Acoustic emission (AE) based condition monitoring is a popular method to inspect a material health condition in many areas[1]. It monitors irreversible structure changes of material through radiation of acoustic waves. Typically, the structure change generates a typical spectrum of acoustic waves starting at 1 kHz, and falling off at several MHz, which can be detected and analyzed via an AE system. Meanwhile, AE signals convey massive information such as rise time, AE energy, AE peak frequency, which are expressive of the failure process. AE based condition monitoring technology exhibits excellent capability of detecting, positioning, and characterizing damage and has been wildly used in monitoring of inner structure changes in bridges, pressure containers, and pipeline systems. In the last decade, the AE technology has been applied to condition monitoring of power modules and shows a promising application scenario in the power electronics field, which help us acquire accurate failure information and making precise perdition of a failure in the power module[2].
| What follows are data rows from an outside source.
PR #1291, opened 2021-04-07
RD-1123 Added add/edit/clone operations implementation (without filter rules definition form)

kubama:
All the modals lack filter definition form which will be added as part of RD-1985.
- add modal has only filter id input and creates filter with no rules
- edit modal has no content, clicking 'Save' updates the filter but same rules are used
- clone modal has only filter id input and creates new filter with rules same as in the original filter

image

image

image


Gelio:
I've spent 1.5h on code review already today, so I'll defer this PR to later today or tomorrow :slightly_smiling_face:

qooban:
I'll review this PR tomorrow morning.

app/translations/en.json
```diff
@@ -640,6 +641,15 @@
                     "clone": "Clone filter"
                 }
             },
+            "modal": {
+                "id": "Filter id",
+                "idMissing": "Please provide filter id",
```
Gelio, line 646: Optional:

I would use proper English here since it looks like a sentence

```suggestion
                "idMissing": "Please provide the filter id",
```

or

```suggestion
                "idMissing": "Please provide a filter id",
```

widgets/filters/src/FilterActions.ts
```diff
@@ -14,4 +14,14 @@ export default class FilterActions {
     doGetFilterUsage(filterId: string): Promise<FilterUsage[]> {
         return this.toolbox.getInternal().doGet(`/filters/usage/${filterId}`);
     }
+
+    doCreate(filterId: string, filterRules: []) {
```
Gelio, line 18: Optional:

The empty array type here is actually an empty tuple, meaning that this function will only accept empty arrays :smile: Not sure if that was what you're going for :slightly_smiling_face: 

Using

```suggestion
    doCreate(filterId: string, filterRules: unknown[]) {
```

would probably be a bit nicer to use :slightly_smiling_face: I understand it's only an intermediate state, so no changes necessary here

IMO it would be nice to use the `FilterRule` type added by @qooban in #1284 

```suggestion
    doCreate(filterId: string, filterRules: FilterRule[]) {
```

---

The same applies to the `doUpdate` method

widgets/filters/src/types.ts
```diff
@@ -4,6 +4,10 @@ export interface Filter {
     created_by: string;
     // eslint-disable-next-line camelcase
     created_at: string;
+    // eslint-disable-next-line camelcase
+    labels_filter_rules: [];
+    // eslint-disable-next-line camelcase
+    attrs_filter_rules: [];
```
Gelio, line 10: There are 4 `eslint-disable-next-line` comments :slightly_smiling_face: How about doing a single `eslint-disable` and then `eslint-enable`? We save 2 lines of code this way

widgets/filters/src/types.ts
```diff
@@ -4,6 +4,10 @@ export interface Filter {
     created_by: string;
     // eslint-disable-next-line camelcase
     created_at: string;
+    // eslint-disable-next-line camelcase
+    labels_filter_rules: [];
```
Gelio, line 8: The same comment about using an empty tuple applies here as in `FilterActions.ts` :slightly_smiling_face:

widgets/filters/src/FilterModal.tsx
```diff
@@ -0,0 +1,69 @@
...
+    i18nHeaderKey: string;
+    onSubmit: (filterId: string, filterRules: []) => Promise<void>;
+    onCancel: () => void;
+}
+
+const { Form } = Stage.Basic;
+
+// TODO: RD-1837
+const UnsafeForm = (Form as unknown) as FunctionComponent<{ [x: string]: any }>;
+const UnsafeField = (Form.Field as unknown) as FunctionComponent<{ [x: string]: any }>;
```
Gelio, line 16: You can probably use the components added by @qooban in #1284 now :slightly_smiling_face:

widgets/filters/src/FilterModal.tsx
```diff
@@ -0,0 +1,69 @@
...
+        clearErrors();
+
+        if (filterIdProp !== undefined && !filterId) {
+            setErrors({ filterId: i18n.t('widgets.filters.modal.idMissing') });
+            return;
+        }
+
+        onSubmit(
+            (filterId || initialFilter?.id) as string,
+            initialFilter ? [...initialFilter.attrs_filter_rules, ...initialFilter.labels_filter_rules] : []
```
Gelio, line 40: Optional:

How about extracting the logic that combines `attrs_filter_rules` and `labels_filter_rules` into a separate function? e.g. `getConcatenatedFilterRules`

```suggestion
            initialFilter ? getConcatenatedFilterRules(initialFilter) : []
```

widgets/filters/src/FilterModal.tsx
```diff
@@ -0,0 +1,69 @@
...
+
+    const { ApproveButton, CancelButton, Icon, Modal } = Stage.Basic;
+    return (
+        <Modal open onClose={onCancel}>
+            <Modal.Header>
+                <Icon name="filter" /> {i18n.t(i18nHeaderKey, { filterId: initialFilter?.id })}
+            </Modal.Header>
+
+            <Modal.Content>
+                {filterId !== undefined && (
```
Gelio, line 52: Maybe it would read a bit better if we used a separate prop to determine whether to show filter ID input, rather than relying on `filterId` being undefined. I came to that conclusion after seeing that `filterId=""` in `FilterAddModal`, which seems counter-intuitive to me ("why do we set an empty filter ID when we're adding a filter?")

I imagine the prop should be named `showFilterIdField`

Then, we could rename `filterId` to `initialFilterId`, which seems more appropriate, also taking into account how it's used (it's an uncontrolled prop) :slightly_smiling_face:

widgets/filters/src/FilterAddModal.tsx
```diff
@@ -0,0 +1,11 @@
+import { FunctionComponent } from 'react';
+import FilterModal, { FilterModalProps } from './FilterModal';
+
+type FilterAddModalProps = Pick<FilterModalProps, 'onCancel' | 'onSubmit'>;
```
Gelio, line 4: Nice type reuse :+1:

widgets/filters/src/FilterAddModal.tsx
```diff
@@ -0,0 +1,11 @@
+import { FunctionComponent } from 'react';
```
Gelio, line 1: Optional:

Could we do `import type` when possible :smile: ?

Gelio (commented):
Looks mostly good :+1: 

I like the pattern of having a shared modal with only 3 subcomponents that render it with different props :ok_hand: Reads well

widgets/filters/src/types.ts
kubama: I consider this temporary so I don't really care - I imagine once we have common place for storing REST types then this will be disabled on directory level.

widgets/filters/src/FilterActions.ts
kubama: I reused the FilterRule type.
I used direct type import from `common/src/filters/types` - probably temporary solution until we agree where to store REST types and how to access them. For now as it is just a type import I assume it is safe.

widgets/filters/src/types.ts
kubama: Addressed

widgets/filters/src/FilterModal.tsx
kubama: Right, reused

widgets/filters/src/FilterAddModal.tsx
kubama: Fixed.
Looks like WebStorm auto-import feature does not add `type`. I believe adding an eslint rule would aid it as I expect the rule to be auto-fixable.

widgets/filters/src/FilterModal.tsx
kubama: This is temporary - once rules form will be in place the list of rules to be submitted will be provided by the form.

app/translations/en.json
```diff
@@ -670,6 +671,15 @@
                     "clone": "Clone filter"
                 }
             },
+            "modal": {
+                "id": "Filter id",
+                "idMissing": "Please provide the filter id",
```
qooban, line 676: I just roughly checked how we present "id" to the user in cloudify-stage. It seems that sometimes we use "ID", sometime we use "Id". I think "ID" is the correct solution, but I'm open to any other suggestions.

widgets/filters/src/FilterModal.tsx
```diff
@@ -0,0 +1,66 @@
+import { FunctionComponent } from 'react';
+import { Filter } from './types';
+import type { FilterRule } from '../../common/src/filters/types';
```
qooban, line 3: Optional:

We can also expose `FilterRule` through `Stage.Common.Filter`, but as long as we use `import type` IIRC it should be handled without big overhead by TypeScript.

widgets/filters/src/types.ts
```diff
@@ -1,9 +1,15 @@
...
 export interface Filter {
     id: string;
     // eslint-disable-next-line camelcase
     created_by: string;
     // eslint-disable-next-line camelcase
     created_at: string;
+    // eslint-disable-next-line camelcase
+    labels_filter_rules: FilterRule[];
+    // eslint-disable-next-line camelcase
+    attrs_filter_rules: FilterRule[];
```
qooban, line 12: Maybe instead of having multiple lines with: `// eslint-disable-next-line camelcase`
we can have single line: 
```
/*eslint camelcase: ["error", {allow: ["created_by", "created_at", "labels_filter_rules", "attrs_filter_rules"]}]*/
```
or maybe: 
```
/*eslint camelcase: ["error", {properties: "never"}]*/
``` 
will work?

Ref.: https://eslint.org/docs/rules/camelcase

qooban (commented):
I like the way of reusing modals 👍🏻 
Don't see any blockers. Left some minor comments.

widgets/filters/src/FilterActions.ts
Gelio: Ok sure :slightly_smiling_face:

widgets/filters/src/types.ts
Gelio: Makes sense :+1:

widgets/filters/src/FilterModal.tsx
Gelio: Makes sense :+1:

widgets/filters/src/FilterAddModal.tsx
Gelio: I have just created RD-2000 to enforce it :slightly_smiling_face: We can tackle it some time in the future to avoid such review comments

widgets/filters/src/types.ts
Gelio: This is related to my previous comment on the same topic :smile: https://github.com/cloudify-cosmo/cloudify-stage/pull/1291#discussion_r608697896

Gelio:
I've reviewed the code again and I don't have further comments :slightly_smiling_face: I'm only looking for an answer to https://github.com/cloudify-cosmo/cloudify-stage/pull/1291#discussion_r608654273 before approving

widgets/filters/src/types.ts
qooban: Hm... Haven't seen that when I was doing the review. Probably after some code change that comment was automatically removed and it is only visible in the "Conversation" tab (which I did not focus on during the review).

widgets/filters/src/FilterModal.tsx
kubama: Good point - added explicit `showFilterIdInput` prop.

app/translations/en.json
kubama: I believe "ID" is the correct one as well. Updated.

widgets/filters/src/FilterModal.tsx
kubama: I assume `FilterRule` should be placed in the common location for REST API types. Once it is done it will be easier to decide how to access the types from app/widgets/tests. For now I consider this import as (probably) temporary solution.

widgets/filters/src/types.ts
qooban: Resolving for now.

widgets/filters/src/FilterModal.tsx
qooban: OK 👍🏻

qooban (approved):
LGTM 👍🏻

widgets/filters/src/FilterEditModal.tsx
```diff
@@ -0,0 +1,16 @@
+import { FunctionComponent } from 'react';
+import FilterModal, { FilterModalProps } from './FilterModal';
+
+type FilterEditModalProps = Omit<FilterModalProps, 'i18nHeaderKey' | 'filterId'>;
```
Gelio, line 4: Hmm... Should the `filterId` prop be there? Should it be the _suffix_ prop?

Gelio (approved):
Looks good to me, but I think that there is 1 typo :smile: You can fix it in a future PR, so I'll approve the PR anyway

widgets/filters/src/FilterEditModal.tsx
kubama: Yes, good catch. I'll fix it in the upcoming PR.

In this work, we firstly combined the AE monitoring and a deep learning model - Gated Recurrent Unit (GRU) to monitor and predict the failure of power module as shown in Figure 1[3]. The proposed method integrally analyzes and summarizes the patterns from the time-series data obtained during power cycle tests of power modules and predicts the failures. Specifically, the time-series data consisting of junction temperature, electric power, thermal resistance, and several AE parameters were obtained from AE sensor data and power cycling test. The proposed method (a) automatically extracts common or different time-series patterns among devices and estimates device states, and (b) effectively predicts failures by switching prediction models according to changes in device states.

By time-series analysis of AE sensor data, it was confirmed that the AE parameters obtained from the AE sensor data capture the progression and signs of failures. In addition, by verifying the effectiveness of the time-series pattern detection, it was confirmed that the proposed method can accurately extract the timeseries patterns during normal conditions, the time-series patterns that show signs of failure, and the time-series patterns after failure. Furthermore, by verifying the prediction accuracy and learning efficiency, it was showed that the proposed method is capable of faster learning while retaining the same or better performance compared to existing methods.

Reference

[1] A. Nair and C. Cai, "Acoustic emission monitoring of bridges: Review and case studies," Eng Struct, vol. 32, no. 6, pp. 1704-1714, 2010.

[2] S. Müller, C. Drechsler, U. Heinkel, and C. Herold, "Acoustic emission for state-of-health determination in power modules," in 2016 13th International Multi-Conference on Systems, Signals & Devices (SSD), 2016: IEEE, pp. 468-471.

[3] R. Dey and F. M. Salem, "Gate-variants of gated recurrent unit (GRU) neural networks," in 2017 IEEE 60th international midwest symposium on circuits and systems (MWSCAS), 2017: IEEE, pp. 1597-1600.